Date: Tue, 10 Oct 2006 13:48:55 -0700
Reply-To: "Choate, Paul@DDS" <pchoate@DDS.CA.GOV>
Sender: "SAS(r) Discussion" <SAS-L@LISTSERV.UGA.EDU>
From: "Choate, Paul@DDS" <pchoate@DDS.CA.GOV>
Subject: Re: SAS with data sets of a billion+ records
Content-Type: text/plain; charset="us-ascii"
Refreshing to see someone planning ahead! Usually it's something like -
I have this job that takes 38 hours I've been running for the past 10
There have been more than a few SAS-L posts on this very topic.
Take a look at "Table Look-ups" and "the Hash iterator" - papers and
posts by Paul Dorfman in particular. If it applies, it's probably the
fastest way to join large data - usually by orders of magnitude.
Art Carpenter's Macro Guide and the SAS Macro Facility Tips book are
great starting points for macro reading.
Michael Raithel has a newish book on SAS Indexes that is worth reading.
In my very humble opinion splitting the files where sensible and making
sure all queries are optimizable are good places to start.
Good luck & hth
DDS Data Extraction
From: SAS(r) Discussion [mailto:SAS-L@LISTSERV.UGA.EDU] On Behalf Of
Sent: Tuesday, October 10, 2006 1:08 PM
Subject: SAS with data sets of a billion+ records
I am working with some tables that have between 600 million and 1.2
billion records. In the end I will only need about 400 million of these
records but to identify them I will have join several tables together
(sorting or indexing each time) to get to this point. The files don't
have a lot of fields as they come from a very normalized transactional
system so even when everything is joined there will be <50 fields.

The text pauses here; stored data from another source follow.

PR #5635, opened 2023-04-14
feat: [#184306248] formation remembers last user visited page

adidner:
## Description

We wanted to have the application remember the last formation page the user visited so that if they navigate away and come back they will still be on the same step. (This should be reset if the legal structure type is reset). 

### Ticket

[Replace with ticket_id](https://www.pivotaltracker.com/story/show/#184306248)

### Steps to Test

Go to the formation page as a user, navigate to a step via the stepper or the save and continue button

navigate away from this page, 

navigate back

you should not be on the first step but the step you left off on,

got to the profile page and change your legal structure (business structure on the page) (NOTE not all business structure have a formation process)

go to formation and see that the formation step has reset 

## Code author checklist

### DIFF
--- a/web/src/components/tasks/business-formation/BusinessFormationPaginator.test.tsx
+++ b/web/src/components/tasks/business-formation/BusinessFormationPaginator.test.tsx
@@ -1,5 +1,8 @@
 import { BusinessFormation } from "@/components/tasks/business-formation/BusinessFormation";
-import { LookupStepIndexByName } from "@/components/tasks/business-formation/BusinessFormationStepsConfiguration";
+import {
+  BusinessFormationStepsConfiguration,
+  LookupStepIndexByName,
+} from "@/components/tasks/business-formation/BusinessFormationStepsConfiguration";
 import { getMergedConfig } from "@/contexts/configContext";
 import { MunicipalitiesContext } from "@/contexts/municipalitiesContext";
 import { IsAuthenticated } from "@/lib/auth/AuthContext";
@@ -7,6 +10,7 @@ import { FormationStepNames, TasksDisplayContent } from "@/lib/types/types";
 import analytics from "@/lib/utils/analytics";
 import {
   generateEmptyFormationData,
+  generateFormationData,
   generateFormationDbaContent,
   generateFormationSubmitError,
   generateFormationSubmitResponse,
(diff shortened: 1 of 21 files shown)


api/src/db/migrations/v110_add_last_visited_formation_page_to_formation_data.ts
```diff
@@ -0,0 +1,401 @@
...
+  taskItemChecklist: Record<string, boolean>;
+  licenseData: v110LicenseData | undefined;
+  preferences: v110Preferences;
+  taxFilingData: v110TaxFilingData;
+  formationData: v110FormationData;
+  lastUpdatedISO: string | undefined;
+  version: number;
+}
+
+export const migrate_v109_to_v110 = (v109Data: v109UserData): v110UserData => {
```
aloverso, line 17: need to rebase and fix migration version for whats on main right now

web/src/components/tasks/business-formation/BusinessFormationPaginator.test.tsx
```diff
@@ -2167,4 +2168,51 @@ describe("<BusinessFormationPaginator />", () => {
       page.fillText("Search business name", "Pizza Joint");
     };
   });
+
+  describe("remembers formation step", () => {
+    it("shows the first formation step with default formationStep", () => {
```
aloverso, line 2173: I am not sure what this means... what is "default formationStep" 
I assume that means index 0 but:
- I would specify that in the test name to be clearer
- We should set index 0 explicitly on the user data in the "given" part here to make the cause-and-effect of the test clearer

web/src/components/tasks/business-formation/BusinessFormationPaginator.test.tsx
```diff
@@ -2167,4 +2168,51 @@ describe("<BusinessFormationPaginator />", () => {
...
+      expect(screen.getByText(Config.formation.fields.businessName.header)).toBeInTheDocument();
+    });
+
+    it("shows the last formation step when lastVisitedPage has step index 4", () => {
+      const legalStructureId = "limited-liability-company";
+      const profileData = generateFormationProfileData({ legalStructureId });
+      const formationData = generateFormationData({ lastVisitedPageIndex: 4 });
+      displayContent = {
+        formationDbaContent: generateFormationDbaContent({}),
+      };
```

Before I get too far down this road I would like to know if anyone
recommends any particular SAS reading (other than the SAS manual and SAS
help files) that speaks to working with files of this size and length?
Also, any suggestions for a good macro book? I suspect I will be
writing some Macros to split these files by id numbers to handle them in
smaller chunks and then reconstruct them.
I am on a Windows 32 bit machine with two dual core processors that only
runs SAS. It is tied into an IBM 14 disk drawer that gives me a TByte
of space to work with and lots of I/O.